Third, we introduced the regGAN into takeoff trajectory design for the first time and achieved over 99.6% accuracy in predicting optimal design variables with the same 1000 training samples as the MOGP and cGAN. By varying the weights of different loss functions, the regGAN could achieve over 99.6% accuracy. Moreover, results indicated that the best regGAN surrogate architecture consistently achieved over 99.5% accuracy if provided with 400 or more random training samples. This confirmed the outstanding predictive performance and potential generality of the regGAN.
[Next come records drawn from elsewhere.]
PR #8269, opened 2025-01-29
Quickstart tutorial with Next.js

scotttrinh:


docs/intro/quickstart/index.rst
```diff
@@ -0,0 +1,795 @@
...
+            "id": "123e4567-e89b-12d3-a456-426614174004",
+            "front": "What is the highest freshwater lake on Earth?",
+            "back": "Lake Titicaca"
+          }
+        ]
+      }
+
+.. edb:split-section::
+
+  As time goes on, and our planet changes, perhaps we'll want to update one of the cards with the latest in geographical knowledge. Let's add a route to update a card by its ID.
```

In future work, we are planning to explore and develop other novel deep learning architectures in regGAN. In addition, the simulation models used in this work are not high-fidelity models but effective for describing the physics; we will increase the fidelity of simulation models in future work, which may lead to a higher training cost for surrogate modeling. Moreover, we will consider takeoff time as another constraint to make sure the total takeoff will not take unreasonable time.